Why did Dobson kill one of the women that night, but keep the other one alive for a month? Seems weird to me.
Far too little Lindsay. A one minute scene in the lab and a fifteen second voiceover? At first I tried to justify it because a lot of the scenes, especially for that case, were taped on location. (I don’t believe Anna went for on location shoot due to her baby.) But it was still far too little. They should have shown her in an interrogation scene.
This is the second time this season Mac has reamed one of his employees for not telling him something. (The first being Hawkes in “Murder Sings the Blues”) This time, it’s Adam for not immediately telling him about the DNA results. Mac was WAY out of line. At least this time, Stella was the only one around to witness it, because in Hawkes’ case, it was in front of an entire lab full of techs. Stella has been around Mac long enough to not worry about yelling back at him as well.
However, I can understand Mac’s need to keep up on everything in the lab. He had to have been surprised when Gerard confronted him with the DNA evidence (although I do think Gerard was unaware that Mac didn’t know). However, he’s so angry, and so emotionally involved that he can’t listen to reason. If Adam hadn’t shown Gerard the evidence, he’d of just pulled rank and seen it anyway!
I do wonder if they had Adam mention about his fathers’ abuse in “Some Buried Bones” to help explain his reaction to Mac’s yelling in this episode. He shirked away from Mac, and then later, exhibited one of the classic signs of abuse: blaming himself.
And it looks BAD for Mac. Dobson not only fell cuffed (which means Mac had the upper hand), he fell backwards. It would be nearly impossible for someone to lean that far back to be able to fall off, forward is easier. It's been coming all season, he's been out of line so many times, and it's finally coming to a head.
Why did it take so long for backup to respond? I don’t believe that there were no available units in the area, in fact, I’d think backup would have been there before Flack.
Adam, Adam, Adam. It's PCR, not PDR. For God's sake, it's written on the kit!
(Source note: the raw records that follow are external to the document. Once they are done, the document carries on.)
PR #990, opened 2016-05-11
Comment form redux1

jarednova:
**Reviewer**: @connorjburton 

#### Issue
Many people (especially on the WordPress.org forums) have reported problems with the deprecated `TimberHelper::get_comment_form` function. Well of course they have, it was removed!

https://wordpress.org/support/topic/fatal-error-class-not-found-in-101?replies=2
https://wordpress.org/support/topic/get_comment_form-returns-empty?replies=4

... that said, the problem they're running into isn't entirely of their making. The `single.php` file in the Starter Theme had a call to `TimberHelper::get_comment_form` that I'm sure many developers left in w/o realizing what it was doing. I'd like to reduce 1.0 pain as much as possible

#### Solution
Restore the `Helper::get_comment_form` method (for now). But introduce a better method through `{{ post.comment_form }}` for folks to use.

#### Impact
A little extra code

#### Usage
We should update elements of the Starter Theme to use `{{ post.comment_form }}`

#### Considerations
I don't like the idea of a Timber object method returning HTML. But I also sympathize that hand-building a comment form's HTML is no one's idea of a good time.

#### Testing
Unit tests included!

### DIFF
--- a/lib/Helper.php
+++ b/lib/Helper.php
@@ -444,6 +444,18 @@ class Helper {
 
 	/**
 	 *
+	 * Gets the comment form for use on a single article page
+	 * @deprecated 0.21.8 use `{{ function('comment_form') }}` instead
+	 * @param int     $post_id which post_id should the form be tied to?
+	 * @param array   $args this $args thing is a fucking mess, [fix at some point](http://codex.wordpress.org/Function_Reference/comment_form)
+	 * @return string
+	 */
+	public static function get_comment_form( $post_id = null, $args = array() ) {
+		return self::ob_function( 'comment_form', array( $args, $post_id ) );
+	}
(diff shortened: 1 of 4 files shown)


connorjburton:
Yes I agree, this is probably the biggest issue I have seen with upgrades. Would this be the final version of this, or are you thinking of developing it further (other than removing the deprecated version eventually).

jarednova:
@connorjburton I would call this final "for now". I think the next place to go is actually show how to include a partial in the [starter theme](timber/stater-theme) so that the HTML remains fully accessible. That said, if someone just wants to slap-in the standard comment form (or one that's modified by other plugins) this represents a stable format for that use case

PR #1677, opened 2018-03-01
Remove sniff that deviates from WordPress Coding Standards

gchtr:
**Ticket**: #1603 

#### Issue

Taking up the discussion about coding style and personal preferences in https://github.com/timber/timber/pull/1603. I propose to remove these rules, my reasoning can be found here: https://github.com/timber/timber/pull/1603#issuecomment-354163527. Sorry for being a little pedantic about this.

#### Solution

Remove sniffs that deviate from the WordPress Coding Standards without a strong reason that would justify that they stay.

### DIFF
--- a/phpcs.xml
+++ b/phpcs.xml
@@ -66,11 +66,4 @@
         </properties>
     </rule>
 
-    <rule ref="PEAR.Functions.FunctionCallSignature">
-        <properties>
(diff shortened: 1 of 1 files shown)


jarednova:
I agree, let's follow the rules of the road

PR #1681, opened 2018-03-03
2.x Streamline method and filter names for getting meta data

gchtr:
**Ticket**: #1580, picking up on #1621

## Issue

Streamline filter and function names.

Consider the following functions, which each have two newly added filters, adapted from their old (underscored) filter names:

### Get all custom fields

**Post::get_post_custom()**

- `timber/post/pre_get_meta`
- `timber/post/get_meta`

**Term::get_term_meta**

- `timber/term/meta`

**User::get_custom()**

- `timber/user/pre_get_meta`
- `timber/user/get_meta`

**Comment::get_meta_fields()**

- `timber/comment/pre_get_meta_fields`
- `timber/comment/get_meta_fields`

### Get value for one custom field

**Post::get_field()**

- `timber/post/pre_get_meta_field`
- `timber/post/get_meta_field`

**Term::meta()**

- `timber/term/meta/field`

**User::meta()**

- `timber/user/pre_get_meta_field`
- `timber/user/get_meta_field`

**Comment::get_meta_field()**

- `timber/comment/pre_get_meta_field`
- `timber/comment/get_meta_field`

### What could be improved

1. The functions practically all do the same, but they are called differently. We should streamline these. And, in addition, `Post::meta()` currently calls `Post::get_field()`. But couldn’t it be the other way around, that `get_field()` is an alias of `meta()`?
2. The filter names are not streamlined as well. I think they should match the function names.

### Streamline method names to get all custom field values

- `Post::get_meta_values()`
    - `timber/post/pre_get_meta_values`
    - `timber/post/get_meta_values`
- `Term::get_meta_values()`
    - `timber/term/get_meta_values`
- `User::get_meta_values()`
    - `timber/user/pre_get_meta_values`
    - `timber/user/get_meta_values`
- `Comment::get_meta_values()`
    - `timber/comment/pre_get_meta_values`
    - `timber/comment/get_meta_values`

### Streamline method names to get value for one custom field:

- `Post::meta()`
    - `timber/post/pre_meta`
    - `timber/post/meta`
- `Term::meta()`
    - `timber/term/meta`
- `User::meta()`
    - `timber/user/pre_meta`
    - `timber/user/meta`
- `Comment::meta()`
    - `timber/comment/pre_meta`
    - `timber/comment/meta`

### Deprecate namespaced filters

Where a a namespaced filter was already used (introduced in 0.21.x), I deprecated these as well.

- `timber/term/meta` in `Term::get_meta_values`
- `timber/term/meta/field` in `Term::meta`

The filter `timber/term/meta` in `Term::get_meta_values` was removed instead of being deprecated through `apply_filters_deprecated`, because there’s now a filter `timber/term/meta` in `Timber::meta()`. This might lead to weird behavior where `timber/term/meta` is still used in a theme.

### Improve DocBlocks

- Added summary, description and descriptions for parameter and return values for the `meta()` methods.

### Deprecation warnings

Added calls to `Helper::deprecated()` in the following deprecated methods:

- `Post::get_field()`
- `Term::get_meta_field()`
- `User::get_meta_field()`
- `User::get_meta()`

Adam would not have been allowed to draw blood, he doesn't have the training (grad school does not train you for that). The gel wasn't completely accurate, because I'd think they'd also have a negative control, and a molecular weight ladder. Beyond that, no one uses a gel for that purpose anymore. Also, I yelled at the screen when Adam put the tube into the centrifuge without a counterbalance. (Not having these balanced can be disastrous.)
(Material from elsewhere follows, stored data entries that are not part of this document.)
PR #1682, opened 2018-03-04
2.x Remove backwards compatibility for non-namespaced class names

gchtr:
**Ticket**: https://github.com/timber/timber/issues/1580#issuecomment-360980331

#### Issue

Since namespaced classes were introduced in 1.x, we’re trying to promote the use of the namespaced classes. Until now, there was backwards compatibility through class aliases. Version 2.x would be a good moment to ditch this.

However, one alias would make sense for ease-of-use: `Timber` as an alias for `Timber\Timber`. This is useful because we won’t have to write `Timber\Timber::render()`, but can still use `Timber::render()`.

#### Solution

- Remove method `Timber::backwards_compatibility()`. Move alias for `Timber\Timber` to `Timber::init()`.
- Remove class aliases for `Timber\PostCollection`.

#### Impact

There will be fatal errors for developers who use non-namespaced class names in PHP. A section in the upgrade guide that will be added in a separate pull request can help.

#### Testing

I ran tests and removed `TestTimberPostCollection::testBackwards()`, because there’s no backwards compatibility anymore.

### DIFF
--- a/lib/PostCollection.php
+++ b/lib/PostCollection.php
@@ -133,6 +133,3 @@ class PostCollection extends \ArrayObject {
 		return $posts;
 	}
 }
-
-class_alias('Timber\PostCollection', 'Timber\PostsCollection');
-class_alias('Timber\PostCollection', 'TimberPostsCollection');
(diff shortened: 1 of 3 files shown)


jarednova:
Indeed, it's au revoir to some old friends. To the future! (but still with `Timber::render`)

Issue #1629, opened 2018-01-06
Change is_external() function in MenuItem.php to respect "Open in new tab" checkbox


gserafini:
### Expected behavior
If a user clicks the "Open in new tab" checkbox in Dashboard > Appearance > Menus, link should be opened in a new tab, regardless of if it in the same domain or subdomain or not, if the helper `is_external` function code is used.

### Actual behavior
Menu links that have "Open in new tab" do not open in a new tab.  The `is_external` function is hard-coded to return false in the case of a subdomain, and true for all other domains that are different from the base domain.

### Steps to reproduce behavior
1. Open a menu in Dashboard > Appearance > Menus
2. Add a link
3. Click the "Open in new tab" checkbox (to view this, make sure that Targets is selected in the Screen Options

And, a few more rants about this. (Sorry, I’m a scientist.) The PCR test does not shorten the window. It's just more reliable and the test is quicker than the traditional methods. Also, Stella's window is technically longer. The prophylactic retrovirals she took extend the window to over a year. Lastly, just because a test doesn't to detect it now, doesn't mean she couldn't develop it later. It just means that she didn't have enough to detect it, now.
However, this episode wraps up the HIV storyline. I don’t think it ended well. Part of me wishes Stella had tested positive. I didn’t like Stella’s comment about being able to dream again. What does that say to people who are potentially getting the diagnosis now? HIV is not a death sentence (at least within a year or so) anymore.
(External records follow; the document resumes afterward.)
PR #1708, opened 2018-04-23
WP filters return object

drzraf:
#### Issue
Under some configuration, adding a filter like the one below:
```php
    $twig->addFilter( new Twig_SimpleFilter( 'bar', function ( $value ) { return "foo"; } ) );
} );
```
Fails with `Call to a member function addFunction() on null`

#### Solution
WordPress filters return an object otherwise NULL is assumed what would replace the `$twig` object.

#### Impact
Fix documentation and respect WP best practices.


jarednova:
Indeed, thank you @drzraf !

Issue #1709, opened 2018-04-28
Feature Request: overrideable way to instantiate MenuItems


acobster:
I'd like to be able to override how `MenuItem` instances are created. Right now, `new $this->MenuItemClass($item)` is bound up inside `Menu::order_children`. If it were in its own method, I could override that in order to, for instance, polymorphically create different kinds of `MenuItem`s:

```php
class CustomMenu extends Timber\Menu {
  protected function create_menu_item($item) {
    if ($this->is_login_nav_item($item)) {
     return new LoginMenuItem($item);
    }

    return new $this->MenuItemClass($item);
  }
}
```

In this example, `LoginMenuItem` might return a different title/URL depending on the user's login state. But we don't necessarily want all items to be instances of that class.

gchtr:
Thanks for providing a pull request for this 💪. I guess we can close this now.

PR #1710, opened 2018-04-28
#1709 break $MenuItemClass instantiation into own method

acobster:
**Ticket**: #1709 

#### Issue

I'd like to make the instantiation of `$MenuItemClass` instances more modular and overrideable in subclasses of `Menu`.

#### Solution

Create a new protected method, `create_menu_item`, that is solely responsible for instantiating Timber-flavored menu items.

Refactor `order_children` to call `create_menu_item` instead of instantiating directly.

#### Impact

All the polymorphism.

#### Usage Changes

If I've done everything right, this should be a pure refactor with no effect on behavior.

#### Considerations

This PR is literally the pinnacle of perfection and there is no possible way to improve it.

srsly tho idk, p simple

#### Testing

If this breaks any unit tests, I'll buy someone a beer.

### DIFF
--- a/lib/Menu.php
+++ b/lib/Menu.php
@@ -223,7 +223,7 @@ class Menu extends Core {
 					$old_menu_item = $item;
 					$item = new $this->PostClass($item);
 				}
-				$menu_item = new $this->MenuItemClass($item);
+				$menu_item = $this->create_menu_item($item);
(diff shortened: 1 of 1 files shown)


jarednova:
@acobster looks like you don't owe me a beer! Once I realized what was going on, the cleanliness of this solution really "clicked" — nice work!

PR #1712, opened 2018-05-09
Previewing changes made to ACF fields

braican:
**Related to Ticket**: #836  

#### Issue
When previewing a post that utilizes ACF fields, it appears that Timber is inconsistently handling the revision ID when populating the custom field values in the `TimberPost` class. To get ACF fields to show up properly when previewing a post, you need to use `{{ post.get_field('custom_field') }}`, as using `{{ post.custom_field }}` won't output the previewed value.

#### Solution
In [PR 876](https://github.com/timber/timber/pull/876) some code was added to check if the user is previewing a post, and then returning the ID of the revision that is used as the preview. However, this check was only happening if no post ID was passed to the `TimberPost` instance.

Adding another check to the `determine_id()` method to see if the user is previewing a post, regardless of whether or not the ID was passed, seems to fix the issue.

Worth noting is that this check will also only run if the current `queried_object_id` is the same as the determined `$pid` in the logic above. This will prevent this code from running on *all* calls to the `TimberPost` class that happen on a previewed page.

#### Impact
Shouldn't be much...if the user is not previewing a page then this additional code won't run.

#### Usage Changes
None.

#### Considerations
It's possible (probable?) that the preview check in the first `if` clause in the `determine_id()` method can be removed entirely. I'm thinking it can but I just don't know enough of the codebase to know for sure.

#### Testing
Unit test has been added.

### DIFF
--- a/lib/Post.php
+++ b/lib/Post.php
@@ -252,11 +252,11 @@ class Post extends Core implements CoreInterface {
 			$pid = $pid_from_loop;
 		}
 		if (
-			isset($wp_query->queried_object_id)
-			&& ($wp_query->queried_object_id === $pid || (is_object($pid) && $wp_query->queried_object_id === $pid->ID))
-			&& isset($_GET['preview'])
+			isset($_GET['preview'])
 			&& isset($_GET['preview_nonce'])
 			&& wp_verify_nonce($_GET['preview_nonce'], 'post_preview_'.$wp_query->queried_object_id)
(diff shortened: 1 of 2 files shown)


jarednova:
Thanks again @braican. I reorganized things in #1713 so that there's a `Post::is_previewing()` method that can contain that logic. Thanks for the tests!!!!!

The cowgirl was not likeable. Turning on her partner was clearly only because she wanted to avoid the consequences. She had no remorse for killing someone, and I think still thought she did the right thing. And who can listen to their Ipod at work? (Besides students…)
To the wardrobe department: Thank you for finally picking out a semi-decent top for Stella.
Overall Verdict: Somewhat above average, but not the best. I wasn’t prepared for the major cliffhanger. However, the Dobson case is also the catalyst for the multiep arc about to begin, centered around Mac, with an internal investigation. However, I don’t think it will just be this incident that gets brought up.